Data shown below:

PR #411, opened 2023-07-17
add wasm build option for filewriter flags[skip changelog]

mar1n3r0:

### DIFF
--- a/files/filewriter_unix.go
+++ b/files/filewriter_unix.go
@@ -1,4 +1,4 @@
-//go:build darwin || linux || netbsd || openbsd || freebsd || dragonfly || wasm
+//go:build darwin || linux || netbsd || openbsd || freebsd || dragonfly || js || wasip1
 
 package files
 
--- a/files/filewriter_unix.go
+++ b/files/filewriter_unix.go
@@ -1,4 +1,4 @@
-//go:build darwin || linux || netbsd || openbsd || freebsd || dragonfly
+//go:build darwin || linux || netbsd || openbsd || freebsd || dragonfly || wasm
 
 package files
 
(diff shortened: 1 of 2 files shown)


Jorropo (changes requested):
This looks wrong to me, right now it is a list of compatible GOOSes but you are adding a GOARCH.

If windows added support for running WASM binaries this would be incorrect.

What do you think of:
> ```
> //go:build darwin || linux || netbsd || openbsd || freebsd || dragonfly || js || wasip1
> ```
?

mar1n3r0:
Yep, totally makes sense.

files/filewriter_unix.go
```diff
@@ -1,4 +1,4 @@
-//go:build darwin || linux || netbsd || openbsd || freebsd || dragonfly
+//go:build darwin || linux || netbsd || openbsd || freebsd || dragonfly || wasm
```
Jorropo:
```suggestion
//go:build darwin || linux || netbsd || openbsd || freebsd || dragonfly || js || wasip1
```

files/filewriter_unix_test.go
```diff
@@ -1,4 +1,4 @@
-//go:build darwin || linux || netbsd || openbsd
+//go:build darwin || linux || netbsd || openbsd || freebsd || dragonfly || wasm
```
Jorropo:
```suggestion
//go:build darwin || linux || netbsd || openbsd || freebsd || dragonfly || js || wasip1
```

Jorropo (approved):
LGTM thx

Jorropo:
I can't apply the suggestions, could you do it please ?

mar1n3r0:
> I can't apply the suggestions, could you do it please ?

All set.

files/filewriter_unix_test.go
hacdias: @mar1n3r0 this suggestion is still missing, can you pls apply it?

mar1n3r0:
Sorry, forgot about that. Done.

PR #412, opened 2023-07-18
fix: handle _redirects for If-None-Match headers

aschmahmann:
Fixes a bug where `If-None-Match` requests would return 404s when _redirects files should've been used.


aschmahmann:
@lidel HEAD requests currently skip _redirects, I forget some of our prior conversation on if they should respect them as well.

lidel (changes requested):
@aschmahmann  according to  HTTP specs the behavior for HEAD should be the same as GET,
but it has such niche utility, that we said it is ok to skip the `_redirect` logic for HEAD if it is too much work in MVP (https://github.com/ipfs/go-libipfs/pull/176). 

iiuc next steps here:
- [x] see if we can make HEAD  the same as GET while we are at it
- [x] add regression test described in https://github.com/ipfs/gateway-conformance/issues/111

BigLep:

End of Data shown.

• About this exercise:
Beginning at the line that contains "HTTP specs the", give again every line down to the end of the material, exactly as written, and stop there.

• Solution:
@aschmahmann  according to  HTTP specs the behavior for HEAD should be the same as GET,
but it has such niche utility, that we said it is ok to skip the `_redirect` logic for HEAD if it is too much work in MVP (https://github.com/ipfs/go-libipfs/pull/176). 

iiuc next steps here:
- [x] see if we can make HEAD  the same as GET while we are at it
- [x] add regression test described in https://github.com/ipfs/gateway-conformance/issues/111

BigLep:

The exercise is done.